=== INSTRUCTIONS FOR THE TASK ===
Look through the records and copy every line in which "linear" appears.

=== Saved entries ===
PR #1011, opened 2024-02-14
AG-10647 Ensure showInMiniChart is only available for cartesian series

jacobp100:
https://ag-grid.atlassian.net/browse/AG-10647


packages/ag-charts-community/src/chart/series/cartesian/cartesianSeries.ts
```diff
@@ -237,6 +240,15 @@ export abstract class CartesianSeries<
         );
     }
 
+    override set visible(value) {
+        super.visible = value;
+    }
+
+    override get visible() {
+        const isInMiniChart = this.chart?.isMiniChart === true;
```
alantreadway: I don't like the asymmetry of setting `visible` vs. getting `visible` - could we just filter series options out just before calling `Chart.applySeries()`, so the series never exist in the first place?

jacobp100: Updated

alantreadway (approved):
LGTM

PR #1913, opened 2024-06-27
CRT-365 Fix annotation handles strokeWidth when toggling lock

lsjroberts:
https://ag-grid.atlassian.net/browse/CRT-365
https://ag-grid.atlassian.net/browse/CRT-345


alantreadway (approved):
LGTM

PR #1915, opened 2024-06-27
CRT-347 Fix annotation axis labels to use default color

lsjroberts:
https://ag-grid.atlassian.net/browse/CRT-347


alantreadway (approved):
LGTM

PR #1916, opened 2024-06-27
CRT-340 Fix candlesticks not rendered on narrow charts

olegat:
https://ag-grid.atlassian.net/browse/CRT-340


packages/ag-charts-enterprise/src/series/ohlc/ohlcSeriesBase.ts
```diff
@@ -289,7 +289,8 @@ export abstract class OhlcSeriesBase<
                 closeValue,
                 highValue,
                 lowValue,
-                bandwidth: Math.round(barWidth),
+                // CRT-340 Use atleast 1px width to prevent nothing being drawn.
+                bandwidth: Math.max(1, Math.round(barWidth)),
```
alantreadway: Could we match `BarSeries` behaviour?
https://github.com/ag-grid/ag-charts/blob/609d8f6b08cf88cf6e04b989659fe3af6a205bb7/packages/ag-charts-community/src/chart/series/cartesian/abstractBarSeries.ts#L99-L104

olegat: Done.

PR #1935, opened 2024-06-28
CRT-337 - Click focus fix

alantreadway:


packages/ag-charts-community/src/chart/chart.ts
```diff
@@ -1154,7 +1154,7 @@ export abstract class Chart extends Observable {
     }
 
     private onBrowserFocus(event: KeyNavEvent<'browserfocus'>): void {
-        if (event.delta > 0) {
+        if (event.delta >= 0) {
```
olegat, line 1157: Keep `> 0`.
The delta can be `0` when changing browser tab. When this happens, we do not want to reset the focus to the 1st datum / 1st series, but just reset the focus indicator on the current series/datum.

alantreadway: Let's accept this as a known issue for now, clicking on the canvas to focus is a more common scenario that needs this change?

alantreadway: Added a comment to this block so future readers are aware of the two use-cases.

olegat: Thank you for adding the comment to clarify this change. However I still cannot approve this change. `event.delta: 0` means "draw focus indicator", so we should honour that assumption. `focus: { datumIndex, seriesIndex }` is already initialised the 0, 0 by the Chart class, so we do not need to rely on `onBrowserFocus` to initialise these variables.

I've tested this change to understand what the problem is. AFAICT, it looks like the bug is in the `else` clause. It moves the current focus to the end if `event.delta` is 0 or -1. That is incorrect, it should only move the focus if `event.delta` is negative. This should be:

```
if (event.delta > 0) {
    this.focus.datum = undefined;
    this.focus.series = undefined;
    this.focus.datumIndex = 0;
    this.focus.seriesIndex = 0;
} else if  (event.delta < 0) {
    this.focus.datum = undefined;
    this.focus.series = undefined;
    this.focus.datumIndex = Infinity;
    this.focus.seriesIndex = Infinity;
}
```

alantreadway: Suggestion made post-merge.

PR #1938, opened 2024-06-28
Improve Hebrew locale translations

iMoses:


packages/ag-charts-types/src/chart/localeOptions.ts
```diff
@@ -1,8 +1,10 @@
+import type { Formatter } from './callbackOptions';
+
 export interface AgLocaleThemeableOptions {
     /** A record of locale texts keyed by id. */
     localeText?: Record<string, string>;
     /** Formatter that generates the text displayed to the user. */
-    getLocaleText?: (params: MessageFormatterParams) => string | undefined;
+    getLocaleText?: MessageFormatter;
```
jacobp100, line 7: Do the docs still look the same after this?

iMoses: Yes, it should. the function resolving was fixed to support it.

jacobp100 (approved):

alantreadway (approved):
LGTM

PR #1945, opened 2024-06-28
Fix mini-chart breaking drag-to-zoom-axes.

alantreadway:
Caused by mini-chart registering it's axes with the `RegionManager`, overwriting the main charts axes regions.


lsjroberts (approved):
LGTM

PR #1955, opened 2024-07-01
AG-11995 Cleanup toolPanel css

jacobp100:
https://ag-grid.atlassian.net/browse/AG-11995

Summary:
- Use `.toolbar` class - it's automatically styled
- Buttons, labels etc. can go directly in the toolbar without extra wrappers, and are laid out horizontally
- Use `hr` in the toolbar if you need multiple rows


alantreadway (approved):
LGTM. For the test that is failing, the `Save` button doesn't update the chart state (just logs some JSON to the console) - it would be good to tweak the test executor to press the button and await a console log perhaps?

PR #1961, opened 2024-07-02
AG-12010 Fix zoom range to only update the related axis

lsjroberts:
https://ag-grid.atlassian.net/browse/AG-12010


alantreadway (approved):
LGTM, thanks for the fix!

PR #1963, opened 2024-07-03
AG-12042 Fix zoom to here going to wrong position

lsjroberts:
https://ag-grid.atlassian.net/browse/AG-12042

The `minRatioX/Y` values passed to `ZoomContextMenu` were `0` as they had not yet been calculated in the `onUpdateComplete()` listener. And the `clientX` was slightly off compared to the correct `offsetX` value.


packages/ag-charts-website/e2e/context-menu.spec.ts-snapshots/zoom-to-here-chromium-darwin.png
lsjroberts, line 1: I changed the target of these tests so the x-axis labels would be more useful in determining the centre point of the zoom.

alantreadway (approved):
LGTM

PR #1966, opened 2024-07-03
Normalise anything to do with text measurement

iMoses:


alantreadway (approved):
LGTM - lets just run this past David before merge though.

PR #1980, opened 2024-07-05
AG-11997: A particular label is not shown when there is enough space

iMoses:
https://ag-grid.atlassian.net/browse/AG-11997


alantreadway (approved):
LGTM

PR #2535, opened 2024-09-16
CRT-523 Fix chart proxying not applying when changing chart type, def…

jacobp100:
https://ag-grid.atlassian.net/browse/CRT-523


alantreadway (approved):
LGTM

PR #2544, opened 2024-09-17
Fix linear gauge docs

lsjroberts:


packages/ag-charts-website/src/content/docs/linear-gauge/index.mdoc
```diff
@@ -50,6 +52,8 @@ return (
 
 {% if isFramework("angular") %}
 
+To create a Linear Gauge, use the `<ag-gauge />` template with the type `linear-gauge`.
```
lsjroberts: template / import? not sure what to call it in angular

alantreadway:
```suggestion
To create a Linear Gauge, use the `<ag-gauge />` component with the type `linear-gauge`.
```

alantreadway (approved):
Reviewed with @AG-DavidG

PR #2548, opened 2024-09-17
AG-12887 - Split mouse-down and drag-start events to reduce false drag start on click cases.

alantreadway:
https://ag-grid.atlassian.net/browse/AG-12887

Stops emission of `drag-start` interaction event type by default on `mousedown` or `touchdown`, so that simple click/touch can end with a `click` event, without an intermediate drag-state.

As a first pass, simply falls back to emitting `drag-start` on first `mousemove` with the mouse button down.


jacobp100 (approved):
Looks good. A while ago I refactored `decideInteractionEventTypes` from returning an array to an optional. Might have been a bit premature after this

yarn.lock
jacobp100, line 1: Should this have changed?

alantreadway: No, for some reason `/snapshots` are trigger this update, will investigate distinctly.

PR #2550, opened 2024-09-17
AG-12899 - Fix axis button showing when hovering outside of the serie…

manapeirov:
PR for https://ag-grid.atlassian.net/browse/AG-12899


alantreadway (approved):
LGTM

PR #2558, opened 2024-09-18
Isolate benchmark tests by running each suite in a separate process

iMoses:


iMoses:
I kept the `single-process` option because I believe that the difference between the two modes of execution is an indication that we have a memory leaks when "destroying" chart instances, something we should look into in the future.

alantreadway (approved):
LGTM

PR #2564, opened 2024-09-20
AG-11986 Refactor toolbar module into reusable widgets

lsjroberts:
https://ag-grid.atlassian.net/browse/AG-11986

**BREAKING CHANGE - DO NOT MERGE**

**Goals**

The goal of this change is to align the way the toolbars work with the way they are actually used:

1. Give responsibility for creating and managing the lifecyle of toolbars to their parent modules.
2. Remove duplication of interaction handling (click to open child menus, key nav, focusing, returning focus to last element).

This will entirely replace the `Toolbar` module, removing it and changing where the user options are defined.

**Components**

There are two categories of component:

- `Widget` - _A component that is immediately attached to the dom and takes space from the layout._
- `Popover` - _A component that can be attached and removed from the dom and does not take space from the layout._

The reusable components follow the aria roles:

- Menu
  - `MenuWidget` - _A component widget that offers a list of choices to the user. https://developer.mozilla.org/en-US/docs/Web/Accessibility/ARIA/Roles/menu_role_
  - `MenuPopover` - _An anchored popover variant of the menu widget that offers a list of choices to the user._
    - Used for child menus of the `MenuWidget`.
- Toolbar
  - `ToolbarWidget` - _(may not be needed)_ 
  - `ToolbarPopover` - _A collection of commonly used function buttons or controls. https://developer.mozilla.org/en-US/docs/Web/Accessibility/ARIA/Roles/toolbar_role_

These can then be extended into `ColorPicker`, `AnnotationsMenu` (for creating annotations), `AnnotationOptionsToolbar` (for editing an annotation) etc.

**`LayoutManager`**

To handle adding the `ChartTypeMenu` and `AnnotationsMenu` inline with each other, the layout manager will need more control over registering elements.

The proposal here is to change the api of `LayoutManager.registerElement()` to take options that define the position, alignment and size of the element and whether it is displayed inline or as a block.

This takes direct responsibility for shrinking the layout box/series area away from the modules, so they can just request the space they want and be given an x/y position back at which to place themselves.

**`DOMHierarchyManager` (or `FocusManager`, name tbd)**

Currently, focus has to be handled for every popover/menu/toolbar we add.

The widgets & popovers would be registered with this manager into a tree, and the manager would understand the current state of the tree: which components are visible and which component opened other components.

So when a component is closed, focus can be automatically returned to the correct location.

And if any specific branch or leaf in the tree is set to active, it will know the sequence to close and open other branches and leaves, ensuring only one node is active at a time.


lsjroberts:
Closed in favour of new widget approach.

PR #2566, opened 2024-09-20
AG-NONE Use `user-select` instead of `preventDefault()` to avoid HTML text selection

olegat:


olegat:
Obsolete. See https://github.com/ag-grid/ag-charts/pull/2569

PR #2572, opened 2024-09-23
AG-12832 - Refactor dev watch task to be shareable with grid

taktran:


packages/all/project.json
```diff
@@ -97,7 +100,7 @@
         "parallel": false,
         "commands": [
           "nx run ag-charts-website-gallery_simple-bar_main.ts:generate-thumbnail",
-          "node {projectRoot}/watch.js & nx run ag-charts-website:dev"
+          "node {projectRoot}/../../external/ag-website-shared/scripts/watch/watch.js charts & nx run ag-charts-website:dev"
```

=== EXERCISE RESULT ===
Fix linear gauge docs
packages/ag-charts-website/src/content/docs/linear-gauge/index.mdoc
+To create a Linear Gauge, use the `<ag-gauge />` template with the type `linear-gauge`.
To create a Linear Gauge, use the `<ag-gauge />` component with the type `linear-gauge`.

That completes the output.